Sam Liccardo
Sam Liccardo is one of Silicon Valley's most accomplished and versatile public servants — a former prosecutor, two-term mayor of San José, and now a freshman member of Congress whose career has been defined by a relentless, pragmatic drive to solve the problems that most directly affect everyday Californians. Born on April 16, 1970, Liccardo is of Sicilian, Irish, and Mexican Californio ancestry, with roots tracing to the early Californio inhabitants of the Bay Area and to more recent Mexican immigrants who worked in the Almaden mines. His paternal grandfather owned and operated a neighborhood grocery store in downtown San José, the Notre Dame Market, giving him a deep, multigenerational connection to the city he would eventually lead.
Liccardo holds degrees from Harvard Law School, Harvard's Kennedy School of Government, and Georgetown University. After completing his education, he launched a legal career as a criminal prosecutor. He prosecuted felony crimes of sexual assault and child exploitation in the Santa Clara County District Attorney's Office and also served as a federal prosecutor in the Southern District of California — experience that grounded his approach to public safety in both legal rigor and a personal commitment to protecting the vulnerable.

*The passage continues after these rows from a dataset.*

PR #3011, opened 2025-06-25
[Remote-dom]: Migration guide updates

oliverigor:
### Background

- Bring the new updated components and guides for developers

### Solution

- Adding correct files
- Changing route for links on the migration table

### 🎩

- ...

### Checklist

### DIFF
--- a/packages/ui-extensions/docs/surfaces/checkout/build-docs.sh
+++ b/packages/ui-extensions/docs/surfaces/checkout/build-docs.sh
@@ -14,7 +14,10 @@ fail_and_exit() {
 run_sed() {
   if [[ "$OSTYPE" == "darwin"* ]]; then
     # macOS
-    sed -Ei '' "$1" "$2"
+    # The --in-place flag is only needed for sed Gnu 4.9 which is what
+    # checkout-web uses in its nix store. This is NOT compatible with the
+    # ui-extensions repo.
+    sed --in-place='' -E "$1" "$2"
   else
     # Linux and other Unix-like systems
     sed -ri "$1" "$2"
--- a/packages/ui-extensions/docs/surfaces/checkout/build-docs.sh
+++ b/packages/ui-extensions/docs/surfaces/checkout/build-docs.sh
@@ -14,10 +14,7 @@ fail_and_exit() {
 run_sed() {
   if [[ "$OSTYPE" == "darwin"* ]]; then
     # macOS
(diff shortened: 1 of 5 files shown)


packages/ui-extensions/docs/surfaces/checkout/build-docs.sh
```diff
@@ -13,7 +13,10 @@ fail_and_exit() {
 run_sed() {
   if [[ "$OSTYPE" == "darwin"* ]]; then
     # macOS
-    sed -Ei '' "$1" "$2"
+    # The --in-place flag is only needed for sed Gnu 4.9 which is what
+    # checkout-web uses in its nix store. This is NOT compatible with the
+    # ui-extensions repo.
+    sed --in-place='' -E "$1" "$2"
```
kumar303: This breaks `yarn docs:checkout 2025-10-rc` so you can't copy this part into `ui-extensions`. There's a difference in `nix` versions between the two repos so we need to fix that (but not in this PR 😅)

packages/ui-extensions/docs/surfaces/checkout/staticPages/upgrading-to-2025-10.doc.ts
kumar303, line 1: This is missing changes to previous sections like _Migrate API calls_. What if you just removed the component changes temporarily, copied the `checkout-web` changes, then put back the component changes?

kumar303 (commented):
Sorry that this is so annoying 😰 After this change you'll also need to bring your component changes back to `checkout-web` so that both are in sync.

packages/ui-extensions/docs/surfaces/checkout/build-docs.sh
oliverigor: ohh, good to know.

packages/ui-extensions/docs/surfaces/checkout/staticPages/upgrading-to-2025-10.doc.ts
oliverigor: I have it [here](https://github.com/shop/world/pull/68388), bringing all the changes we did for this batch.

will do as you suggested

kumar303:
I filed this to synchronize nix versions https://github.com/shop/issues-checkout/issues/6176

kumar303 (approved):
Thanks, looks good ✨ We'll just need a follow-up PR in `checkout-web` for the component changes.

PR #3018, opened 2025-06-26
Updates for 2025-07 release

NathanJolly:
### Background

Part of https://github.com/shop/issues-retail/issues/1907

### Solution

Update the versions document so it's ready for 2025-07's release on July 3.

I also removed the sections for 1.0 through 1.7 as they are all unsupported.

### 🎩

- Verify the docs generate correctly

### Checklist


packages/ui-extensions/docs/surfaces/point-of-sale/staticPages/pages/versions.doc.ts
```diff
@@ -41,22 +41,14 @@ Refer to the [migration guide](/docs/api/pos-ui-extensions/migrating) for more i
       type: 'Generic',
       anchorLink: '202507',
       title: '2025.07',
-      sectionNotice: [
-        {
-          type: 'critical',
-          title: 'Not yet supported',
-          sectionContent: `This version is not yet compatible with POS. Extensions targeting this version will be rejected by POS and will not run. Please wait for a compatible POS update before deploying extensions targeting this version.`,
-        },
-      ],
```
fatbattk, line 50: can we create the next version here and move this there? or when does it usually get made?

packages/ui-extensions/docs/surfaces/point-of-sale/staticPages/pages/versions.doc.ts
```diff
@@ -308,186 +300,6 @@ Refer to the [migration guide](/docs/api/pos-ui-extensions/migrating) for more i
...
-
-### Fixes
-
-- An unremovable scanning icon was removed from \`SearchBar\`.
-- Icon sizes were adjusted for \`SearchBar\` to avoid cropping.
-- \`FormattedTextField\` now doesn't crash on \`currency\` value for \`inputType\`.
-- Removed multiple broken \`inputType\` values for \`FormattedTextField\`.
-- Resolved multiple path issues with the package.
-`,
-    },
```
fatbattk, line 493: have we considered a new section to archive these instead? (e.g.- `Older version`, `Deprecated`, `Legacy version`)
imo these have value for partners and AI still even if deprecated.

NathanJolly: Interesting! Can you explain the value? Also please note that this is not deprecated, but removed permanently. Deprecated means that the feature can still be used, which is not true here.

packages/ui-extensions/docs/surfaces/point-of-sale/staticPages/pages/versions.doc.ts
NathanJolly: This notice was specific to 2025-07 at the release of 2025-04, and is no longer valid. There's no need to move it to a new version. In fact, this notice should not have been added in the first place, as the system of releasing the "next" version of `ui-extensions` at the time of a cut is a long time practice.

We have a large body of work to do for the next version, given it's the RemoteDOM version. So I'd like to keep those concerns separate for now.

packages/ui-extensions/docs/surfaces/point-of-sale/staticPages/pages/versions.doc.ts
fatbattk: ah, these are removed. 🤔 still think there's archival value but looks like we remove the docs entirely as well so keeping this may include broken links.

fatbattk (approved):

packages/ui-extensions/docs/surfaces/point-of-sale/staticPages/pages/versions.doc.ts
```diff
@@ -13,69 +13,40 @@ const data: LandingTemplateSchema = {
...
-- Update pos.draft-order-details.block.render allowed components to \`BlockComponents\`.
-- Added support for a product variant id field in the \`ProductApi\` interface.
+- Removed the deprecated \`FormattedTextField\` component. Use the [TextField](/docs/api/pos-ui-extensions/components/textfield) component instead. It will continue to work in POS 10.6.0, but will no longer function in POS 10.7.0.
 
-### Breaking Changes
+## Deprecations
 
-- Removed the deprecated \`FormattedTextField\` component. Use the \`TextField\` component instead.
+- Deprecated \`'minor'\`, \`'major'\`, \`'spot'\`, \`'caption'\`, \`'badge'\` as values for the \`size\` prop in the [Icon](/docs/api/pos-ui-extensions/components/icon) component. Use \`'s'\`, \`'m'\`, \`'l'\`, \`'xl'\` instead.
+- Deprecated \`'arrow'\`, \`'available-at-other-locations'\`, \`'collections'\`, \`'connectivity-warning'\`, \`'delivery'\`, \`'home'\`, \`'image-placeholder'\`, \`'internet'\`, \`'menu'\`, \`'orders'\`, \`'products'\`, \`'shipment'\` as values for the \`name\` prop in the [Icon](/docs/api/pos-ui-extensions/components/icon) component. See the available icon list names in the \`name\` prop documentation.
```
kangjoa: nit: do you think removing "list" makes this clearer? (Sorry, I wrote this original copy!) Suggestion to change last line to: 
```
See the available icon names in the \`name\` prop documentation.
```

kangjoa (approved):

packages/ui-extensions/docs/surfaces/point-of-sale/staticPages/pages/versions.doc.ts
NathanJolly: Great call, yes, I agree!

NathanJolly: I copy-paste this into the changelog post and a technical writer actually caught this, so I will go with the way they worded it:
image

PR #3027, opened 2025-07-02
Add Avatar and update component definitions

sam-b-rose:
Part of https://github.com/Shopify/admin-ui-foundations/issues/357

- Adds the Avatar component to UI Extensions
- Updates UI Extensions with latest Admin UI Components version


vividviolet (commented):
In order to make this component available we need to add it to the Standard component set here: https://github.com/Shopify/ui-extensions/blob/2025-10-rc/packages/ui-extensions/src/surfaces/admin/components/StandardComponents.ts

PR #3028, opened 2025-07-02
Add announcement api to announcement targets

brianshen1990:
### Background

Add announcement api to announcement targets so that
- extensions can call `api.close` to close the extension 
- extension can know when the extension is closed

UI-API-DESIGN side PR https://github.com/Shopify/ui-api-design/pull/1107 

### Checklist

### DIFF
--- a/packages/ui-extensions/src/surfaces/checkout/api/announcement/announcement.ts
+++ b/packages/ui-extensions/src/surfaces/checkout/api/announcement/announcement.ts
@@ -1,0 +1,7 @@
+export interface Announcement {
+  announcement: {
+    close(): void;
+    addEventListener(type: 'close', cb: () => void): void;
+    removeEventListener(type: 'close', cb: () => void): void;
+  };
+}
--- a/packages/ui-extensions/src/surfaces/checkout/targets.ts
+++ b/packages/ui-extensions/src/surfaces/checkout/targets.ts
@@ -24,6 +24,7 @@ import type {
   AllowedComponents,
   AnyComponentExcept,
 } from './shared';
+import {Announcement} from './api/announcement/announcement';
 
 /**
  * A UI extension will register for one or more extension targets using `shopify.extend()`.
@@ -652,7 +653,8 @@ export interface RenderExtensionTargets {
    */
   'purchase.thank-you.announcement.render': RenderExtension<
     OrderConfirmationApi &
-      StandardApi<'purchase.thank-you.announcement.render'>,
+      StandardApi<'purchase.thank-you.announcement.render'> &
+      Announcement,
     AnyComponent
   >;
 }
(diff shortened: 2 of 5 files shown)


packages/ui-extensions/src/surfaces/checkout/api/announcement/announcement.ts
```diff
@@ -0,0 +1,5 @@
+export interface AnnouncementApi {
+  close(): void;
```
brianshen1990: extracted this to more general API

brianshen1990: add directly to the target

packages/ui-extensions/src/surfaces/checkout/targets.ts
```diff
@@ -652,7 +652,11 @@ export interface RenderExtensionTargets {
    */
   'purchase.thank-you.announcement.render': RenderExtension<
     OrderConfirmationApi &
-      StandardApi<'purchase.thank-you.announcement.render'>,
+      StandardApi<'purchase.thank-you.announcement.render'> & {
+        close(): void;
```
brianshen1990: we do not want `AnnouncementApi`, so I am just adding the method directly to the target

dnagoda:
Are there doc updates that need to be made to support dev usage of this part of the API? Here's what we added for the target: https://github.com/Shopify/ui-extensions/pull/3028

packages/ui-extensions/src/surfaces/checkout/targets.ts
dnagoda: Does this project support docs for ad hoc APIs like this?

brianshen1990:
> Are there doc updates that need to be made to support dev usage of this part of the API? Here's what we added for the target: #3028

hey @dnagoda  , we are not adding docs at this moment. It will happen when we have editor support, style(color scheme/animation/expand collapse)~ they will be fast follow ups for this month(July). We will have an google doc for partners who want to use this target. 

and i think you added a wrong link~~

dnagoda (approved):

packages/ui-extensions/src/surfaces/checkout/targets.ts
```diff
@@ -652,7 +652,13 @@ export interface RenderExtensionTargets {
    */
   'purchase.thank-you.announcement.render': RenderExtension<
     OrderConfirmationApi &
-      StandardApi<'purchase.thank-you.announcement.render'>,
+      StandardApi<'purchase.thank-you.announcement.render'> & {
+        announcement: {
```
robin-drexler: can we extract this into a type/interface and use it here? Like we do it for others? Like `CartLineItemApi` https://github.com/Shopify/ui-extensions/blob/9c8ecec8c142ed937e768cd40437822183dd1e98/packages/ui-extensions/src/surfaces/checkout/targets.ts#L230

robin-drexler (approved):

PR #3039, opened 2025-07-07
Add Avatar and Thumbnail components with documentation and examples for Admin UI Extensions

sam-b-rose:
Adds the docs `Avatar` and `Thumbnail` components

## 🎩 

```sh
git checkout add-thumbnail-and-avatar-docs
yarn docs:admin 2025-10-rc
```

Then in `shopify-dev`

```sh
dev up && dev s
```

Go to 

- [Avatar page](https://shopify-dev.myshopify.io/docs/api/app-home/polaris-web-components/media/avatar)
- [Thumbnail page](https://shopify-dev.myshopify.io/docs/api/app-home/polaris-web-components/media/thumbnail)

avatar
thumbnail

### DIFF
--- a/packages/ui-extensions/src/surfaces/admin/components/Avatar/examples/default.html
+++ b/packages/ui-extensions/src/surfaces/admin/components/Avatar/examples/default.html
@@ -1,0 +1,4 @@
+<s-avatar
+  alt="John Doe"
+  initials="JD"
+></s-avatar>
--- a/packages/ui-extensions/src/surfaces/admin/components/Thumbnail/examples/default.html
+++ b/packages/ui-extensions/src/surfaces/admin/components/Thumbnail/examples/default.html
@@ -1,0 +1,4 @@
+<s-thumbnail
+  alt="White sneakers"
+  src="/assets/products/sneakers.jpg">
+</s-thumbnail>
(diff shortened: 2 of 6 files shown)


sam-b-rose:
cc @jffortier since these are adding shared docs for Avatar and Thumbnail

alex-page (approved):
Thanks for the screenshots. Looks great.

packages/ui-extensions/src/surfaces/admin/components/Avatar/examples/default.html
```diff
@@ -0,0 +1,4 @@
+<s-avatar
+  alt="James Larson"
+  initials="JL"
```
jffortier: Unsure about using the name of a real person. Could we go with `John Doe` or something like that?

packages/ui-extensions/src/surfaces/admin/components/Thumbnail/examples/default.html
```diff
@@ -0,0 +1,4 @@
+<s-thumbnail
+  alt="Thumbnail"
```
jffortier: We should lead by example and actually follow our guidelines for the `alt` attribute. 
```suggestion
  alt="White sneakers"
```

jffortier (approved):
Left some feedback, but otherwise good to ship after addressing it.

PR #3115, opened 2025-07-28
Add reset function to useScannerDataSubscription hook

CalvinWalzel:
### Background

Implements https://github.com/shop/issues-retail/issues/1976

### Solution

### 🎩

- ...

### Checklist


vctrchu (commented):
Overall looks good to me, we should validate this with an extension before merging to `2025-10-rc`. Also as a follow-up to add the reset functionality to the e2e sandbox extension.

NathanJolly:
Going to close for now: This is something that, going forward, would have to go through TAG approval

PR #3120, opened 2025-07-29
fix: remove unused image reference from index pattern documentation

mpshopify:
### Background

Reference image was not properly removed from the index pattern.

### Solution

Removed the line that added the reference image on index pattern.

### 🎩

- ...

### Checklist


themarkappleby (approved):
👍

Liccardo served on the San José City Council before being elected the 65th Mayor of San José in November 2014. He was reelected in 2018 with 75.8% of the vote. As mayor, his record was broad and ambitious. Under his leadership, San José became the largest U.S. city to commit to carbon neutrality, delivering cleaner, more affordable energy while cutting emissions. He spearheaded the country's most ambitious gun violence prevention measure and expanded community-based policing, making San José the safest large city in America during his tenure. On homelessness, Liccardo pioneered the conversion of motels to housing in 2016 — four years before California adopted it as a statewide model — and piloted the development of quick-build prefabricated housing communities constructed at a fraction of the time and cost of traditional apartments. On the economy, San José enjoyed the greatest expansion of tech growth in its history under his tenure, with new or expanded campuses from Google, Adobe, Amazon, Apple, and dozens of other major employers. He also led efforts to expand free broadband to 250,000 East San José residents and launched an innovative digital micro-scholarship platform for 1,700 first-generation students.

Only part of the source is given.